# Work to be completed
Every line of the data below should be printed exactly.

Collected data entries
● ● ● ● ● ● ●
PR #92706, opened 2020-07-01
Create nodes with labels instead of adding them later

nodo:
**What type of PR is this?**
/kind cleanup

Related to https://github.com/kubernetes/kubernetes/pull/92514, this PR removes the last instances of `AddLabelsToNode` and `waitForNodeLabels` in the scheduler integration test.

```release-note
NONE
```


nodo:
/cc @alculquicondor @Huang-Wei 

This should be the last PR for this kind of cleanup.

Huang-Wei:
@nodo Thanks for the efforts. The test looks neat and way more efficient now!

BTW: don't forget to run bazel update to resolve the CI failure.

nodo:
Thanks @Huang-Wei , bazel is happier now :)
● ● ● ● ● ● ●
# Written solution
PR #92706, opened 2020-07-01
Create nodes with labels instead of adding them later

nodo:
**What type of PR is this?**
/kind cleanup

Related to https://github.com/kubernetes/kubernetes/pull/92514, this PR removes the last instances of `AddLabelsToNode` and `waitForNodeLabels` in the scheduler integration test.

```release-note
NONE
```


nodo:
/cc @alculquicondor @Huang-Wei 

This should be the last PR for this kind of cleanup.

Huang-Wei:
@nodo Thanks for the efforts. The test looks neat and way more efficient now!

BTW: don't forget to run bazel update to resolve the CI failure.

nodo:
Thanks @Huang-Wei , bazel is happier now :)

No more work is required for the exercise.